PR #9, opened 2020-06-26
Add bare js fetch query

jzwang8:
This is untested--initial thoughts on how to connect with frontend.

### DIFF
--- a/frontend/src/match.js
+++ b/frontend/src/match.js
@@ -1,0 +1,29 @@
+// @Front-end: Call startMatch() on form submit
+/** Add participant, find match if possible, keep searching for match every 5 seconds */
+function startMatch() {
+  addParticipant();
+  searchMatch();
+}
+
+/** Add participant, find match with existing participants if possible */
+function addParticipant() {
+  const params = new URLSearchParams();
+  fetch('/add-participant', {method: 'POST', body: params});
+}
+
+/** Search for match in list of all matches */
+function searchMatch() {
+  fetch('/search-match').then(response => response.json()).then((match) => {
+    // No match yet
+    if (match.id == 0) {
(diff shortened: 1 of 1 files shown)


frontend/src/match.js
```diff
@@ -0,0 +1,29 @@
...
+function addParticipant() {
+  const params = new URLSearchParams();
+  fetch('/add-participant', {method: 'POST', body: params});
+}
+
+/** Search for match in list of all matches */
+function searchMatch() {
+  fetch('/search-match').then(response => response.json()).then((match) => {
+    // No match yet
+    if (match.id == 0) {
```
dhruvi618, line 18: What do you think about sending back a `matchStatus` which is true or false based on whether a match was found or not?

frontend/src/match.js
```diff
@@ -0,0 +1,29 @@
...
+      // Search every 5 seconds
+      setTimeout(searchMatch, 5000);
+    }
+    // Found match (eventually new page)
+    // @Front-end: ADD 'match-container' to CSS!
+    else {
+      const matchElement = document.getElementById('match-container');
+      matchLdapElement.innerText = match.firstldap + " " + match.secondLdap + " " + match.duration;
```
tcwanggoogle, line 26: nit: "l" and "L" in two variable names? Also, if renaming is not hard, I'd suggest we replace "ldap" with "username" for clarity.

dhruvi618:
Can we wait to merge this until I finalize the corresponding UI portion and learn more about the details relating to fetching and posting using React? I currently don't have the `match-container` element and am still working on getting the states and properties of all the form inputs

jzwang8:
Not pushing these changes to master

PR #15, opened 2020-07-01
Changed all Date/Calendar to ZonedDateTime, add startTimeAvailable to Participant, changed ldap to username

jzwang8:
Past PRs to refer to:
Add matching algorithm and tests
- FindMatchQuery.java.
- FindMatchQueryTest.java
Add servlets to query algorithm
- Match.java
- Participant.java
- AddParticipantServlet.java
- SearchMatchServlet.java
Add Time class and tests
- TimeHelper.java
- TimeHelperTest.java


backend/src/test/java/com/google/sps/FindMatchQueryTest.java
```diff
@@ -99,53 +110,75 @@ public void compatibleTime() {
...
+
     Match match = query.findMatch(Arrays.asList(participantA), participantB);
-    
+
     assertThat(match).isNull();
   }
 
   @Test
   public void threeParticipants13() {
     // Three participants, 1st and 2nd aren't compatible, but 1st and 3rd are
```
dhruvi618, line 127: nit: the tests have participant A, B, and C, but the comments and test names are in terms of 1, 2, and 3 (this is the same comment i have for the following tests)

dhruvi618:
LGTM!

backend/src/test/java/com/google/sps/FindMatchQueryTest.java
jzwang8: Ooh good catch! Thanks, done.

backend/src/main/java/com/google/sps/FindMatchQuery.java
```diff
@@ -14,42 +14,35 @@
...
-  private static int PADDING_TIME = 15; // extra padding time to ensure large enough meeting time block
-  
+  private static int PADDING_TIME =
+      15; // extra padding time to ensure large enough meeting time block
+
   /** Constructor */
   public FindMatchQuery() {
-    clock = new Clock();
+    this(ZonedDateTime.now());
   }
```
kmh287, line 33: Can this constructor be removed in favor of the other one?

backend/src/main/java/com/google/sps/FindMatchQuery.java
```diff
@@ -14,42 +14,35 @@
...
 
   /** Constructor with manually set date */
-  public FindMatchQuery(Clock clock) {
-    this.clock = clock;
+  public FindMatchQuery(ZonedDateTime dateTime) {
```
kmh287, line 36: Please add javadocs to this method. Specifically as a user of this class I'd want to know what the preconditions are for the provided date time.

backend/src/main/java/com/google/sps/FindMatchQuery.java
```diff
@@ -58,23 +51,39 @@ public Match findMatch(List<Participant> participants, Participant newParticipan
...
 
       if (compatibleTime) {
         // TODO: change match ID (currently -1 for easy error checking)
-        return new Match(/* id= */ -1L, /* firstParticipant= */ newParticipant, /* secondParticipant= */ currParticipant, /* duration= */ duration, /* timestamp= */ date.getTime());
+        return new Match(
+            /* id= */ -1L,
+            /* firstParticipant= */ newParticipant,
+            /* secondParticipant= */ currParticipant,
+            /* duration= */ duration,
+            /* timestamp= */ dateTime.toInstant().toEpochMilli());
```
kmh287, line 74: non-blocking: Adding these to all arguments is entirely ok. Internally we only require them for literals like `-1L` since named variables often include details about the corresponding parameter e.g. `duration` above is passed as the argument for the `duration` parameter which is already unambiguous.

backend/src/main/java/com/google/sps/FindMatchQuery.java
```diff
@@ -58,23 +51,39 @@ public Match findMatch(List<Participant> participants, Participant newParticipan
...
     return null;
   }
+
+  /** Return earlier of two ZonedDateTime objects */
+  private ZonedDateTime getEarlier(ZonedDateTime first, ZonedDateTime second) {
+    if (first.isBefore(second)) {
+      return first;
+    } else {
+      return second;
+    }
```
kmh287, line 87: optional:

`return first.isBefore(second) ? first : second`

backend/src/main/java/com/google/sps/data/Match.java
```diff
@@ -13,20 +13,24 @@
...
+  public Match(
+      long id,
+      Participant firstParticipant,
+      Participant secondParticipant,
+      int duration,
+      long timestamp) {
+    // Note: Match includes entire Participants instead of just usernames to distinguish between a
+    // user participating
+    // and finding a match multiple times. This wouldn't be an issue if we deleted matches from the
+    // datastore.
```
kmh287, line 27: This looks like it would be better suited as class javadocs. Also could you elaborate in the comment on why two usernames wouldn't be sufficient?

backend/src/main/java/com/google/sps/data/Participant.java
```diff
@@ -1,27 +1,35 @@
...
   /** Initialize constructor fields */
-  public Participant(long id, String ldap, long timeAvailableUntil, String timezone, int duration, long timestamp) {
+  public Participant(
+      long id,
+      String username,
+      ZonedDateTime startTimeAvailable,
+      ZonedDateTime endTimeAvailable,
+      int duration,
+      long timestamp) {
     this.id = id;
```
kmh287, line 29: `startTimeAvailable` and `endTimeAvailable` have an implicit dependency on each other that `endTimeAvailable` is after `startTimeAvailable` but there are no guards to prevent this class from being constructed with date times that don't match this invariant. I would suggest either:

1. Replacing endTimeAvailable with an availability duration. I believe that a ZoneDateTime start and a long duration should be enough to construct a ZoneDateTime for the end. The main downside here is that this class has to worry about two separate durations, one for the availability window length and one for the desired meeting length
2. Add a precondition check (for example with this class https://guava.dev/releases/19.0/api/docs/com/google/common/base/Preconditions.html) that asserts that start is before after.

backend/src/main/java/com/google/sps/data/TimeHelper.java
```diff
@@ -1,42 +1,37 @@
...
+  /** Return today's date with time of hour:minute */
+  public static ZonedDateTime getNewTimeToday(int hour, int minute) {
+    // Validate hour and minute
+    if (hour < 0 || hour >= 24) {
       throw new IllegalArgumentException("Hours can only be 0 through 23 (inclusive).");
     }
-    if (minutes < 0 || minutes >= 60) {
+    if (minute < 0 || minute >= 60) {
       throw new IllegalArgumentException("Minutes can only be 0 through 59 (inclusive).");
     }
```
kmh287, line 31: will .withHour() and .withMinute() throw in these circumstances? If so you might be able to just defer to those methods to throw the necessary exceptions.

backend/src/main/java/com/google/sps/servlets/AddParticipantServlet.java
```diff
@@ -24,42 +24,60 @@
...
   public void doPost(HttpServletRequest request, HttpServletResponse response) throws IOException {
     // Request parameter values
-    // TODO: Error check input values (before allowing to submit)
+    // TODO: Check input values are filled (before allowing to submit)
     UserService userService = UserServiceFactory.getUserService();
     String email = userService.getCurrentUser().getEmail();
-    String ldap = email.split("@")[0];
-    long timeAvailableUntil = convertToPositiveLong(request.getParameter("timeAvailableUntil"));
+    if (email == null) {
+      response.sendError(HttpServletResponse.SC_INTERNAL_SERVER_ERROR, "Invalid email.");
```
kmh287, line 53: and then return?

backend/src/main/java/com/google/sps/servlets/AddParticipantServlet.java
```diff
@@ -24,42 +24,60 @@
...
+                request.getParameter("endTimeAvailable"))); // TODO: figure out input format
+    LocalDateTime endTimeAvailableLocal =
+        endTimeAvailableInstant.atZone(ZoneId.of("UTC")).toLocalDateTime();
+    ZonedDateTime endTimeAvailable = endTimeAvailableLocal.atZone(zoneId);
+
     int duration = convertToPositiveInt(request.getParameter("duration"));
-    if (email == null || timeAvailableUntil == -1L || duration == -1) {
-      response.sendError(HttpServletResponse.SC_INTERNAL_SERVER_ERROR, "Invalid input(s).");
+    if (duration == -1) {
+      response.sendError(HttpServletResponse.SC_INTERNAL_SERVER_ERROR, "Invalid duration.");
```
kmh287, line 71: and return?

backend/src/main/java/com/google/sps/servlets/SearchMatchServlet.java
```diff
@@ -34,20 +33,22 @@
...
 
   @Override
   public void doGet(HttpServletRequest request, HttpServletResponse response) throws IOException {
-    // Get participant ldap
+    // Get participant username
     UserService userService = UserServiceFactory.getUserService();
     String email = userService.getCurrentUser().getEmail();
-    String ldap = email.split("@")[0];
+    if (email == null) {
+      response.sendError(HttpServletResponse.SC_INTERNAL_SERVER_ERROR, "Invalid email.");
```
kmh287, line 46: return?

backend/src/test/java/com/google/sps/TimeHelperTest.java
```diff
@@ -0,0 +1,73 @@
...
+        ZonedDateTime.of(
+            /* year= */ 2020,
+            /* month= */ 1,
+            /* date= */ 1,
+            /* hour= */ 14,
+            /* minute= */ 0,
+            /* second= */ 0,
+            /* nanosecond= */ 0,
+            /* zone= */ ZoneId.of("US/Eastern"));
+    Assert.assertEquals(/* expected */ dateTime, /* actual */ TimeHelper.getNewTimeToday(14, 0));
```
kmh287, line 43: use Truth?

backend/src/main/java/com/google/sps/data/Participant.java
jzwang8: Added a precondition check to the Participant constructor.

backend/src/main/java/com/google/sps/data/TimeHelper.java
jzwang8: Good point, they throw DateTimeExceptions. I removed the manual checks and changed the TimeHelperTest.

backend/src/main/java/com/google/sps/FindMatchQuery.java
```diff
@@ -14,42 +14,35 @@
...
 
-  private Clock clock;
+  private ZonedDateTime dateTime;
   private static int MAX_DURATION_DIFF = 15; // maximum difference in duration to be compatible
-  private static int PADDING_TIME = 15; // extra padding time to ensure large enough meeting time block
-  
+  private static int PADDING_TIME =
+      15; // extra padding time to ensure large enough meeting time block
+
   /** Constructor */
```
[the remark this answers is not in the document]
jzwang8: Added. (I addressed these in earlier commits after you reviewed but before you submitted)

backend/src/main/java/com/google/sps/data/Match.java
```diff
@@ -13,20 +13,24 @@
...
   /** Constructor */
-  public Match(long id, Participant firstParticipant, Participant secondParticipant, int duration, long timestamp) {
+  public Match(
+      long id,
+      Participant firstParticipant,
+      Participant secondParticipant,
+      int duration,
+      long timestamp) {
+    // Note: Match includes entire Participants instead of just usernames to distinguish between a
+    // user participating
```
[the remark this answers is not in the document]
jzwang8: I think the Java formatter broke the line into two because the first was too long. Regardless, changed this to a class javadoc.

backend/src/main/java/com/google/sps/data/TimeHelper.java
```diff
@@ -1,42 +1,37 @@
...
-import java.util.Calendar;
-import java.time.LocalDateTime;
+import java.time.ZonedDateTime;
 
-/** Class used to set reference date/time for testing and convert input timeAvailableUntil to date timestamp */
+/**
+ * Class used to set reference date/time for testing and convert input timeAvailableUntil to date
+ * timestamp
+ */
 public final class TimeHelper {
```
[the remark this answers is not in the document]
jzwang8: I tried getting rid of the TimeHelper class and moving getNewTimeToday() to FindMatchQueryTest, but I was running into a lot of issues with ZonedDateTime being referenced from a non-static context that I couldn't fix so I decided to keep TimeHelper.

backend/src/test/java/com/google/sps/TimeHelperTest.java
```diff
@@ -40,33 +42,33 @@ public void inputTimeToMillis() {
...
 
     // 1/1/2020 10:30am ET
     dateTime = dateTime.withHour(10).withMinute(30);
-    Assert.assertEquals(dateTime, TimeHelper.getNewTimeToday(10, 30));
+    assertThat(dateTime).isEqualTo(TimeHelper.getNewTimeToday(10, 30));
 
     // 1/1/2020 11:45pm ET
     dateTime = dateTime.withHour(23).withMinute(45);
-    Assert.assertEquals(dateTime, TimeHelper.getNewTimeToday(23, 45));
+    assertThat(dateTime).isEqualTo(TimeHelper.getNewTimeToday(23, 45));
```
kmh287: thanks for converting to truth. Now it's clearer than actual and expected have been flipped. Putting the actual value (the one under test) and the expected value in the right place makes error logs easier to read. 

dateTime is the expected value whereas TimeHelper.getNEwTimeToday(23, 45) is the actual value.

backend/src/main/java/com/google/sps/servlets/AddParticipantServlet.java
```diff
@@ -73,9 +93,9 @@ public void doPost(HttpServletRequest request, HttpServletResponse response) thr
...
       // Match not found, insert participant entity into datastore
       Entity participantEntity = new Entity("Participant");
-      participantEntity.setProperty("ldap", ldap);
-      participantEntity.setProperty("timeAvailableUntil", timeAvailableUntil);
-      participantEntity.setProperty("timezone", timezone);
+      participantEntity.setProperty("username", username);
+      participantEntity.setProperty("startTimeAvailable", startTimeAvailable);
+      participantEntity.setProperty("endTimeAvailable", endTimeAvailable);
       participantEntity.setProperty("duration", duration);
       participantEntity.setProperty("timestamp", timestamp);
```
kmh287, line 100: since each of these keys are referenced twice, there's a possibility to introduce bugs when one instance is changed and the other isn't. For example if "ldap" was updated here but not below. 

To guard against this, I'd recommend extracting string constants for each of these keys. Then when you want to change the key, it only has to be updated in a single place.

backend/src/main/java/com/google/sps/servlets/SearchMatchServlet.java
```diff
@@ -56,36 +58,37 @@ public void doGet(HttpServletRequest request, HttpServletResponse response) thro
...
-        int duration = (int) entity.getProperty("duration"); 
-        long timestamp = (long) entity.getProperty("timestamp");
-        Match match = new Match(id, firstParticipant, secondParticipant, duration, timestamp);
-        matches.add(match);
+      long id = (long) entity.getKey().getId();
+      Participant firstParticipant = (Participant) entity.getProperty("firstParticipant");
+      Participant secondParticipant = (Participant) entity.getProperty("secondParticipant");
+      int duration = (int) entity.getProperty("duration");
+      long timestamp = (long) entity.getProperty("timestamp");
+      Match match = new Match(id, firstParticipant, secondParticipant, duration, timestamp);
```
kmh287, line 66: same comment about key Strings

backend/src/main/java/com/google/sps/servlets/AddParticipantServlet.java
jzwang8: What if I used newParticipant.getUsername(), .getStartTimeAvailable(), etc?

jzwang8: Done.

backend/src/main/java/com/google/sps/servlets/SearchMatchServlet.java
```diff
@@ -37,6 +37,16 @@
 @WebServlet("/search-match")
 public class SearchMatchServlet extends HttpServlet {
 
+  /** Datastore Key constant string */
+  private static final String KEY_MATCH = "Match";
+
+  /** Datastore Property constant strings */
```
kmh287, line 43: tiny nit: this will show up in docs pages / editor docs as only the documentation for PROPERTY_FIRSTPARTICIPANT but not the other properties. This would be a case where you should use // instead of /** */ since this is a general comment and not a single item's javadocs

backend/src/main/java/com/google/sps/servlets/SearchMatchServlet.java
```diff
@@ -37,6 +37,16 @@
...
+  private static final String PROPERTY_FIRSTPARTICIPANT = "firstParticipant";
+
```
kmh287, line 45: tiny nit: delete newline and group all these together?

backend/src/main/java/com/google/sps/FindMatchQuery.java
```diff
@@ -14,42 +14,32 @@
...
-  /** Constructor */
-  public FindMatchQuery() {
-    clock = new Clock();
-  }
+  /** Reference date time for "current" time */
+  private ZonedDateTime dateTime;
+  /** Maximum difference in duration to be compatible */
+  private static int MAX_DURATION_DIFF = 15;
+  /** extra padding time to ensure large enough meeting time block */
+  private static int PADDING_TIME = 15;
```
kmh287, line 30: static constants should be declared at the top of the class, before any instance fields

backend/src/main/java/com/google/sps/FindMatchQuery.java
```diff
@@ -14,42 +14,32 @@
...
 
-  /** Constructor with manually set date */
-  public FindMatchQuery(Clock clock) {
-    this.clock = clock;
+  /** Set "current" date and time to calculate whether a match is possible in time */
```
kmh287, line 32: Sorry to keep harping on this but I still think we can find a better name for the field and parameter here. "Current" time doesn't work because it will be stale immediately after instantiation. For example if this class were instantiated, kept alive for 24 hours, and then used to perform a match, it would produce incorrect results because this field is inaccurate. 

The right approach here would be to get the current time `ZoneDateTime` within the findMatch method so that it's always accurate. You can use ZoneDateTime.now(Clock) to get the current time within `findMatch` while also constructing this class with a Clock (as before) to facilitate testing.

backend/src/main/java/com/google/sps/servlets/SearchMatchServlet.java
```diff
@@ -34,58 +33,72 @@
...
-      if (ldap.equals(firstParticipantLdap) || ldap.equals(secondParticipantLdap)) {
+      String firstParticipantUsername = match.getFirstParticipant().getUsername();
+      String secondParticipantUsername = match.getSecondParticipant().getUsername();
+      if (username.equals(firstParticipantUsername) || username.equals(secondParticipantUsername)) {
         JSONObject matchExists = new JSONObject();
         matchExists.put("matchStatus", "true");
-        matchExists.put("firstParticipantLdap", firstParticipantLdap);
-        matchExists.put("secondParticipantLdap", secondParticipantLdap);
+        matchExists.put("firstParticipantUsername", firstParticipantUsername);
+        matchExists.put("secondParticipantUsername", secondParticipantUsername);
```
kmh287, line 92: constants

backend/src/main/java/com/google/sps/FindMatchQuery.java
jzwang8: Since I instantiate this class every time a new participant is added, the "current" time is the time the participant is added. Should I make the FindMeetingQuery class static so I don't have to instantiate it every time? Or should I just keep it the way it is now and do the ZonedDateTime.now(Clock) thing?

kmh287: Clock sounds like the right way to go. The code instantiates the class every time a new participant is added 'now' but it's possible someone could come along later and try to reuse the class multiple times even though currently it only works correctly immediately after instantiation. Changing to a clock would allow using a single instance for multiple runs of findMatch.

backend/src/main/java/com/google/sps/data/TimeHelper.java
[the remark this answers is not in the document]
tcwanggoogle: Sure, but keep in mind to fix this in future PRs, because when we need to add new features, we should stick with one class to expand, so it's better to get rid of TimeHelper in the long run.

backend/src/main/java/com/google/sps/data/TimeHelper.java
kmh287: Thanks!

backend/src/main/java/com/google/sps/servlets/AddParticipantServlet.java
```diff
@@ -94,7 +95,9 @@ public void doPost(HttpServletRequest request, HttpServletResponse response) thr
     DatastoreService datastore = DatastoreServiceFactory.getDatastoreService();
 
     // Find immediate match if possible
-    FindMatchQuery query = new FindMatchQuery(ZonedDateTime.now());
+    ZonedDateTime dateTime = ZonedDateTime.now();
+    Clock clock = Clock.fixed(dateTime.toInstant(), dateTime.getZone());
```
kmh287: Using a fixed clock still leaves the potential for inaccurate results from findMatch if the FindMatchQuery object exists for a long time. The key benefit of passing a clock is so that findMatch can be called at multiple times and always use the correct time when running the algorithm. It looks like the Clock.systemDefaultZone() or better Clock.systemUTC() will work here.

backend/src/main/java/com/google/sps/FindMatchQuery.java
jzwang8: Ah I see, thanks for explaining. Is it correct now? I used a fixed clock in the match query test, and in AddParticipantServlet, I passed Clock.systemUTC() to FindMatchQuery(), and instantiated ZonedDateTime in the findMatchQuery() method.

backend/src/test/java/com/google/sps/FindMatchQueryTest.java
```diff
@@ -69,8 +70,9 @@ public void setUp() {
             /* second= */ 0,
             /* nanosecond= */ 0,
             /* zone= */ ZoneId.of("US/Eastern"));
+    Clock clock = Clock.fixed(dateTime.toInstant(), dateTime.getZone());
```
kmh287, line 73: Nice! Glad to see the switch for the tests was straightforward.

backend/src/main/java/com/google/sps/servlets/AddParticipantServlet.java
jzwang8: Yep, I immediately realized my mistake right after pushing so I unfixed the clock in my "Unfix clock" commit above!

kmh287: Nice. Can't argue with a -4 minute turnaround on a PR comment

┄┄┄┄┄┄┄┄┄┄

Work to be completed: Find the string "getProperty" in the entries above and return each line that holds it.

Output for this task:
-        int duration = (int) entity.getProperty("duration"); 
-        long timestamp = (long) entity.getProperty("timestamp");
+      Participant firstParticipant = (Participant) entity.getProperty("firstParticipant");
+      Participant secondParticipant = (Participant) entity.getProperty("secondParticipant");
+      int duration = (int) entity.getProperty("duration");
+      long timestamp = (long) entity.getProperty("timestamp");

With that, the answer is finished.